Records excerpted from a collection
<<<<

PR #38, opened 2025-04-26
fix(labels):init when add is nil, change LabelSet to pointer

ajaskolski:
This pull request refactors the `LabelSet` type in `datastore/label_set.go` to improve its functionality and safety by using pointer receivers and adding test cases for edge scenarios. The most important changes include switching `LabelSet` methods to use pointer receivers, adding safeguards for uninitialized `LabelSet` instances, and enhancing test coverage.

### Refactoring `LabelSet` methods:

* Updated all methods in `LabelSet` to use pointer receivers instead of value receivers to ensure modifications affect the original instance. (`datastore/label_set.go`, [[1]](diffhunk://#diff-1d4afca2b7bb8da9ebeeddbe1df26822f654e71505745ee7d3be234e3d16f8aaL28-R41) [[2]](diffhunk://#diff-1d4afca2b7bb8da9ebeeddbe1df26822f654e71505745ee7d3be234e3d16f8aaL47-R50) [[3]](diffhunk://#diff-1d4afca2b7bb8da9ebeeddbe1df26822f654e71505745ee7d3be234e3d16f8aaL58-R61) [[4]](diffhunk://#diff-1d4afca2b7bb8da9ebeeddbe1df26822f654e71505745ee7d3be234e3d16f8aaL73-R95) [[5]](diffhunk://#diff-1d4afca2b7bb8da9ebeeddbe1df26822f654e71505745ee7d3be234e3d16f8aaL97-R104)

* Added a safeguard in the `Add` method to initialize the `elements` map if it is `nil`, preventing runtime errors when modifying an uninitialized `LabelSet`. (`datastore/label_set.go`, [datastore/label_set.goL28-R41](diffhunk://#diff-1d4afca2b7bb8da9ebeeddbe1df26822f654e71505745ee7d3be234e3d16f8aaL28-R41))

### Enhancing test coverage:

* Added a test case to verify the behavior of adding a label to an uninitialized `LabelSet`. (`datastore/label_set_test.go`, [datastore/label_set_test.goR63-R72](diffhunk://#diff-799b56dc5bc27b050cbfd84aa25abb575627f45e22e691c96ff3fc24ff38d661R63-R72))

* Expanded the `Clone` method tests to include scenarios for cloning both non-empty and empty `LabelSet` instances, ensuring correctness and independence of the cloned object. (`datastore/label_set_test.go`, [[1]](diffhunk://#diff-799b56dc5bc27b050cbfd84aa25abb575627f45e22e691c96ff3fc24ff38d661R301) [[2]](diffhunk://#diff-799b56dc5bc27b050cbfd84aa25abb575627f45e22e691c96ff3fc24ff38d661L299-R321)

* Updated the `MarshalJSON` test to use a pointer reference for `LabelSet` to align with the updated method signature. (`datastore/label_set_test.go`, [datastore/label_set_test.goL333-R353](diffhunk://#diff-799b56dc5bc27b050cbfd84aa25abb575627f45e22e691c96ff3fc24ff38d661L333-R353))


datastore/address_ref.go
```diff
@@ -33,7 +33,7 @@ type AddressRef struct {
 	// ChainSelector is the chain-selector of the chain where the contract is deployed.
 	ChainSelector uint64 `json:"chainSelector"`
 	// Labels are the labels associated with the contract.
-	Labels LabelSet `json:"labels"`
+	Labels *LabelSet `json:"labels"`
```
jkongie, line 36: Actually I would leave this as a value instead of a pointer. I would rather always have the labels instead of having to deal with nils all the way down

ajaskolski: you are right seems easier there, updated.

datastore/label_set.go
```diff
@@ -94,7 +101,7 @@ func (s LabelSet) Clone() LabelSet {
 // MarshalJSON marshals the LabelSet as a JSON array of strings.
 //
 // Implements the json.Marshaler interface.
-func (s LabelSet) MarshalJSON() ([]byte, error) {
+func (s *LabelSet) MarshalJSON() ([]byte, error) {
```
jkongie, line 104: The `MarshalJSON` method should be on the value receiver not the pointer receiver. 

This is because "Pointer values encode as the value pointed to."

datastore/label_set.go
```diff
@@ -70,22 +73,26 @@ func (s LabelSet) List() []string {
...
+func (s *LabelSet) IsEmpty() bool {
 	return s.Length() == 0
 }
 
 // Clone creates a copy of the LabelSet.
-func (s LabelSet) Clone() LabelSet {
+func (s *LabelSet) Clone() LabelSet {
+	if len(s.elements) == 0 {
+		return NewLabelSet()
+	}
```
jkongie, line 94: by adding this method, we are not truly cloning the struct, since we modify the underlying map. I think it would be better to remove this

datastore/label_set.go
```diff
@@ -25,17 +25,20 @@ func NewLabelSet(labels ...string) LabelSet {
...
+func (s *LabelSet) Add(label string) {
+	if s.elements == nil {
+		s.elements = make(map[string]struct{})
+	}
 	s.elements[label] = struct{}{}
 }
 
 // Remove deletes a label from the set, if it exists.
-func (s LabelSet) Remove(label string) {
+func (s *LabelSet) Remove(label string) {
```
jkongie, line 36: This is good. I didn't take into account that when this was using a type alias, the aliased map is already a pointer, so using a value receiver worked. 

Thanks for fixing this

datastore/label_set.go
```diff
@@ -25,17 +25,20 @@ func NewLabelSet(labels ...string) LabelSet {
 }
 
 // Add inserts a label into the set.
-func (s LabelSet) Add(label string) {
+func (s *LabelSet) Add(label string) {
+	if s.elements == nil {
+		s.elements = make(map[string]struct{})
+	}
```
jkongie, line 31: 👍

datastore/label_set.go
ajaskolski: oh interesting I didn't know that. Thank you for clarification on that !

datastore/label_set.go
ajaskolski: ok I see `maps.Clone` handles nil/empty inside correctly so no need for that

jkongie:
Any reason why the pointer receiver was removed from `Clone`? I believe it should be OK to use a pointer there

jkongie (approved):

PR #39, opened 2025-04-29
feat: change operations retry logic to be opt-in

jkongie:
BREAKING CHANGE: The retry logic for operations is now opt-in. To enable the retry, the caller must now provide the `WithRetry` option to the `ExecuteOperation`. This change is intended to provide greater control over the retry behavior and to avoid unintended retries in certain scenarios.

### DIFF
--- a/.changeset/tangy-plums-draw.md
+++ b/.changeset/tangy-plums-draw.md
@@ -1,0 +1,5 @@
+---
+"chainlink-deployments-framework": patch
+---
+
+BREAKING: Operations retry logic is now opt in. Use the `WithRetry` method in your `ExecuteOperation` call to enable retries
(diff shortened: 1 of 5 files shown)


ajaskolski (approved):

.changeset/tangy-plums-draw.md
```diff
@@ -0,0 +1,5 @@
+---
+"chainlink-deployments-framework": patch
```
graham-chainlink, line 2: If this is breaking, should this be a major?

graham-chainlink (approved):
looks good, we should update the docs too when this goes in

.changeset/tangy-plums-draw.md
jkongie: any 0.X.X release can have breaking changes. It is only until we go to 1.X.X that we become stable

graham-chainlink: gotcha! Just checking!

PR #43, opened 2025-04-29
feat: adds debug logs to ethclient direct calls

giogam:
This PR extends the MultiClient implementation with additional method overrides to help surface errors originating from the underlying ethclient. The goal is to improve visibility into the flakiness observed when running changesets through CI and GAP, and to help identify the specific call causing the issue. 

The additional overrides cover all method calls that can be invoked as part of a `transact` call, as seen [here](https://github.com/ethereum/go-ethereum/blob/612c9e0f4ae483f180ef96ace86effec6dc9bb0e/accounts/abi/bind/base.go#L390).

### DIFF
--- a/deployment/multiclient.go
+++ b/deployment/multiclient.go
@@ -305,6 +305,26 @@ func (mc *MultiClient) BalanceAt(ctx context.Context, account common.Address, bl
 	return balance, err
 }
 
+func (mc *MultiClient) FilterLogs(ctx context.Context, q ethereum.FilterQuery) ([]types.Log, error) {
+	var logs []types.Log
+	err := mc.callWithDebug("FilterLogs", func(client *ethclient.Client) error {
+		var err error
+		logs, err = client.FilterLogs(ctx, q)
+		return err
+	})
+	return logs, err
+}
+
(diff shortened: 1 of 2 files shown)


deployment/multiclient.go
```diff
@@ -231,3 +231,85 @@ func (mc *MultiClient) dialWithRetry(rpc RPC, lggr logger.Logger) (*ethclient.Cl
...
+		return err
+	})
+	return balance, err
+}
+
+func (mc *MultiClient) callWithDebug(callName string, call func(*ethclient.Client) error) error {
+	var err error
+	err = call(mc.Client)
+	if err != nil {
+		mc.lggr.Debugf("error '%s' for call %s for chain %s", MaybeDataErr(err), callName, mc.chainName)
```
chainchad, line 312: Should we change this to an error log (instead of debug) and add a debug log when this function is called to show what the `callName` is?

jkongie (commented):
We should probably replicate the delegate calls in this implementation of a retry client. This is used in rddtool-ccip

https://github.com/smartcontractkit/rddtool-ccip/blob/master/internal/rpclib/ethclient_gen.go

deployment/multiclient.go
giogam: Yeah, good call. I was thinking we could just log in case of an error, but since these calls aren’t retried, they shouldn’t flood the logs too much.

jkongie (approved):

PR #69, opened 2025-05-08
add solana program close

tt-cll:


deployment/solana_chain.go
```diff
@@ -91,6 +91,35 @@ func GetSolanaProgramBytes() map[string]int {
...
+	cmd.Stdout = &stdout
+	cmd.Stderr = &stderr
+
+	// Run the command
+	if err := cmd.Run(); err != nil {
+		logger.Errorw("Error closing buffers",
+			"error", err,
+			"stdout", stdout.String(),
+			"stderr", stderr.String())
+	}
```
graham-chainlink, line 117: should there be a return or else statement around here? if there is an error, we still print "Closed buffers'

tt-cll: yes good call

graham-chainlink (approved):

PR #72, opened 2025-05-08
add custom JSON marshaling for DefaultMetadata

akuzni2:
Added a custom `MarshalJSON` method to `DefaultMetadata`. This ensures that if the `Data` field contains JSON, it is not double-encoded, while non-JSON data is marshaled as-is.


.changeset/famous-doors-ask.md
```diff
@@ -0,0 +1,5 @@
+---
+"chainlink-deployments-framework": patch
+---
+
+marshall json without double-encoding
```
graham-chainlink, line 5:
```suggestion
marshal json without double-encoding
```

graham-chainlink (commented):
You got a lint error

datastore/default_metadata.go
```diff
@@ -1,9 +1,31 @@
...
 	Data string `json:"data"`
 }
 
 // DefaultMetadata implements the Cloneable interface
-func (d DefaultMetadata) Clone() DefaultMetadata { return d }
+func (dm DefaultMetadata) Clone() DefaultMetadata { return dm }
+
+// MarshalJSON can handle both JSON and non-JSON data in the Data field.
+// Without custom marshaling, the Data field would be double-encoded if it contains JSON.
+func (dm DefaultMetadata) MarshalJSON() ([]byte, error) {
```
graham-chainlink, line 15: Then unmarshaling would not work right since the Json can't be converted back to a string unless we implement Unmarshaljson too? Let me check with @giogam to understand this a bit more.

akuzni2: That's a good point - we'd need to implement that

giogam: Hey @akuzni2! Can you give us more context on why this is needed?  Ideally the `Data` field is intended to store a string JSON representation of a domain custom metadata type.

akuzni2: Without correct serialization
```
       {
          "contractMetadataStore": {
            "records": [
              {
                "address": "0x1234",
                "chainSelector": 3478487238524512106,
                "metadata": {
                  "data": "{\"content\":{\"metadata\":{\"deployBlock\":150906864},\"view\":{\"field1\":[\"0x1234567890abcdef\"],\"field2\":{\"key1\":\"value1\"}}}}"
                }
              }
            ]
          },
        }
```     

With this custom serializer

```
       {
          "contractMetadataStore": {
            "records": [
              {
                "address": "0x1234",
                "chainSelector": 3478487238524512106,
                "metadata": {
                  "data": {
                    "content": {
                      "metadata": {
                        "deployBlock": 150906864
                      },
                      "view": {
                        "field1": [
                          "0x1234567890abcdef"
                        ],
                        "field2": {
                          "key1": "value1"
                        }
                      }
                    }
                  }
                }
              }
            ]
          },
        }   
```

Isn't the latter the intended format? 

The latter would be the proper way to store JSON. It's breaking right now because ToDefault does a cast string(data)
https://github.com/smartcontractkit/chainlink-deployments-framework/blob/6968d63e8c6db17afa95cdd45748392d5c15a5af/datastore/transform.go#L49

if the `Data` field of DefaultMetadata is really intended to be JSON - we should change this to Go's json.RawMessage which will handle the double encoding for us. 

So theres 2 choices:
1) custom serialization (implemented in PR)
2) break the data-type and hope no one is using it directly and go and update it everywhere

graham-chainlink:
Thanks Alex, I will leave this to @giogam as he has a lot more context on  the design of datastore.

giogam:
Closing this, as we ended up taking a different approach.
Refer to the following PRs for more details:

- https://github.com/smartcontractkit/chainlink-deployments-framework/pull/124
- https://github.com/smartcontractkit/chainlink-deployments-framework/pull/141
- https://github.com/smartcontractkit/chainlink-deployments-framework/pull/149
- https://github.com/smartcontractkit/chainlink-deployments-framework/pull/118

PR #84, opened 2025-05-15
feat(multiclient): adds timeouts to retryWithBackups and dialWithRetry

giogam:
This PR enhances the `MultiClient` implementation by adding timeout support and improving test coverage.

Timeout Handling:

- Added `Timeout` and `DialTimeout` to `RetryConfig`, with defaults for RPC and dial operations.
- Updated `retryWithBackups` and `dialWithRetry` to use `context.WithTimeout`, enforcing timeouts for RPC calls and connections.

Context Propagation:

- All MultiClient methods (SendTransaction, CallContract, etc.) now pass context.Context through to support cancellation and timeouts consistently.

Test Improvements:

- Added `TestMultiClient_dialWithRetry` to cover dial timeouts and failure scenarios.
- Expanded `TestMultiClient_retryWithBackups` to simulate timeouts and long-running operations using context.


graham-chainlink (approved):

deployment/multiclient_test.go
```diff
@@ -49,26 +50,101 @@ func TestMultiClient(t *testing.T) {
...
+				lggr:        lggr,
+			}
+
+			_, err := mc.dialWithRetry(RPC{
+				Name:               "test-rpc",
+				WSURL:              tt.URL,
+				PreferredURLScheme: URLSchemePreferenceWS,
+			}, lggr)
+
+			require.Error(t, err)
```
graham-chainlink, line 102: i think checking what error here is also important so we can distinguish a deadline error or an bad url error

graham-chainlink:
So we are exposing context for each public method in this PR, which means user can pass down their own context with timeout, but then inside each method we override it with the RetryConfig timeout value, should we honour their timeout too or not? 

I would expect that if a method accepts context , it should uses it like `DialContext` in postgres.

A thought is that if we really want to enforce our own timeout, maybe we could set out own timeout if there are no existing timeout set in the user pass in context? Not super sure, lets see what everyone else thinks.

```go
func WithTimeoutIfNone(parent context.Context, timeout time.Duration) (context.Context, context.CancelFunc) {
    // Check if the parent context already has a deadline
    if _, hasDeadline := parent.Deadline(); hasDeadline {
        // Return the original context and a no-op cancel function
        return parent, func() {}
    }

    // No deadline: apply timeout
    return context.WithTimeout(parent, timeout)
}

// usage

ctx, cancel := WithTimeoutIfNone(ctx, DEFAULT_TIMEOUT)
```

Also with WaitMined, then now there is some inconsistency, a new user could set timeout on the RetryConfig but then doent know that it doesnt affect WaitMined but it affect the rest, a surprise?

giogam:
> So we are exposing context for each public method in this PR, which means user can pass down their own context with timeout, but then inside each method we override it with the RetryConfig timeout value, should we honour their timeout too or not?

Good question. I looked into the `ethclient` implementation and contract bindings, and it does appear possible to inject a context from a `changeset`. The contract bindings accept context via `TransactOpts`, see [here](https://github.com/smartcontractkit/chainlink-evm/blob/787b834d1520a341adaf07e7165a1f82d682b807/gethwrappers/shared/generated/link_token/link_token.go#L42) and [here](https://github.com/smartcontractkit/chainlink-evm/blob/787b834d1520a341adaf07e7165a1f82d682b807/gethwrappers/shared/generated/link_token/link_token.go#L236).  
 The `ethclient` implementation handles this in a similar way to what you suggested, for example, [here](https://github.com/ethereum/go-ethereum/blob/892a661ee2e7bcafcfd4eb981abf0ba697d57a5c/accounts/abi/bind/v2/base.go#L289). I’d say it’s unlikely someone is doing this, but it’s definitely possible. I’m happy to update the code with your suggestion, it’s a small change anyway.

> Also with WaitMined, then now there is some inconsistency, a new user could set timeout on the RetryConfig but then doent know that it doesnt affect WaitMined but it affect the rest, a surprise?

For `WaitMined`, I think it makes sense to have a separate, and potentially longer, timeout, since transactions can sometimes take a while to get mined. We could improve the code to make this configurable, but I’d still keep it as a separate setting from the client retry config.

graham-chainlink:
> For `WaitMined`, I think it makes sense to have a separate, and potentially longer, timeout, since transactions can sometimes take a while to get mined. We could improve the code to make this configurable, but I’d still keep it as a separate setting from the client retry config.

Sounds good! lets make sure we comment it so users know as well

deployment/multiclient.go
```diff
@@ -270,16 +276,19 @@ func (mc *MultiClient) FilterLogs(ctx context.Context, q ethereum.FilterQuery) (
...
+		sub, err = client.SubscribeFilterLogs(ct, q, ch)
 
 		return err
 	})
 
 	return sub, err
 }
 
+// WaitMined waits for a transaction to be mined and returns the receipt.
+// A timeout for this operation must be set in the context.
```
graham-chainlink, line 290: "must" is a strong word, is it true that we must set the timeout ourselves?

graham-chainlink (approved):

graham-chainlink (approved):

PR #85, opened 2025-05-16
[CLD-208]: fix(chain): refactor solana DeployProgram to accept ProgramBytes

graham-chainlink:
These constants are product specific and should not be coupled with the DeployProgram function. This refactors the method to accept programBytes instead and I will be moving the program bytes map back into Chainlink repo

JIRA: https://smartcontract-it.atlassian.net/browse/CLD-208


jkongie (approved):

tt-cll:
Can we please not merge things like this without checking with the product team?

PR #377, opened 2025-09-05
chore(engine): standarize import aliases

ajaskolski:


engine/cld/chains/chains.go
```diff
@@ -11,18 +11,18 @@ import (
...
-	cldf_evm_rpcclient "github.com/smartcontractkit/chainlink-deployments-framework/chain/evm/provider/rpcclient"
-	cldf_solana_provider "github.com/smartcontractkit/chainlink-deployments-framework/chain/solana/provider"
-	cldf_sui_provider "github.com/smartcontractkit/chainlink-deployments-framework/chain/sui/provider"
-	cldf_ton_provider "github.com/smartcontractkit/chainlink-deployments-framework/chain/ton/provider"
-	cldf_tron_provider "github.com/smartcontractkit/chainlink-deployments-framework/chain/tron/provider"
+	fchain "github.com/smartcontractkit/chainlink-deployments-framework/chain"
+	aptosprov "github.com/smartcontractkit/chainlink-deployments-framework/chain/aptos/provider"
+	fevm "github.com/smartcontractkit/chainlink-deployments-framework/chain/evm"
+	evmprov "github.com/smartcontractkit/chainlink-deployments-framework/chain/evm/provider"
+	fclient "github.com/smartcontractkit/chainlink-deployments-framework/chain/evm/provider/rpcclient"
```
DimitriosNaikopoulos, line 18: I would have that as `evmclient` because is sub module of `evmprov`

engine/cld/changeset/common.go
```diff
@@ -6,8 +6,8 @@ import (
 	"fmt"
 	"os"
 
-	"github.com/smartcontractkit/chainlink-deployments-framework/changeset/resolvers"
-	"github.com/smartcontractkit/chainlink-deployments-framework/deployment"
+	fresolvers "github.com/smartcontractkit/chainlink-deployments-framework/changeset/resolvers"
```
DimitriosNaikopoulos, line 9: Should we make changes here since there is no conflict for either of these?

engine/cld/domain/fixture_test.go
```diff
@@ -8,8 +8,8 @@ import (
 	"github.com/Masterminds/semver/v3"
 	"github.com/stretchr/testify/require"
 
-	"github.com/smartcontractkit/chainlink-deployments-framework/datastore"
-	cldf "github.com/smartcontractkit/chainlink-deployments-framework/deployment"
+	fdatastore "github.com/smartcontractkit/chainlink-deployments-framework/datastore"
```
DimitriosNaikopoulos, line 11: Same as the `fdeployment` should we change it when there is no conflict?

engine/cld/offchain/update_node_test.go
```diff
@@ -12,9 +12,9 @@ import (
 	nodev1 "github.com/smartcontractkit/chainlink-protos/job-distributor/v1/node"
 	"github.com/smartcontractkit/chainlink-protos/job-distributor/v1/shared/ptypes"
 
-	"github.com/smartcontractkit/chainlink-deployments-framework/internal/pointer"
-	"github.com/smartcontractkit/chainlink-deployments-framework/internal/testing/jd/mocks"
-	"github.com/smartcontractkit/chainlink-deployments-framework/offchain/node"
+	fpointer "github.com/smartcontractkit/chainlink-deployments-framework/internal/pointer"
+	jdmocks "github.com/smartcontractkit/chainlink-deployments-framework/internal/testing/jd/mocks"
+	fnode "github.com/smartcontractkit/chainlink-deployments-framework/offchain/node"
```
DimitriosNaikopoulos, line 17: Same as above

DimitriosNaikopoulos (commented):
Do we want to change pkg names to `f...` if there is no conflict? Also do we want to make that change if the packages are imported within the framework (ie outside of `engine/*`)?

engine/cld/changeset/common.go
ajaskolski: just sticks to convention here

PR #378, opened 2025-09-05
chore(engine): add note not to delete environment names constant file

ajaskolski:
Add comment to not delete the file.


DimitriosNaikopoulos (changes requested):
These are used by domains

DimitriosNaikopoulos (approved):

>>>>

- **Problem description**
How many lines of the entries hold the word "shortened"? Respond with the number alone.

- **Response to this exercise**
2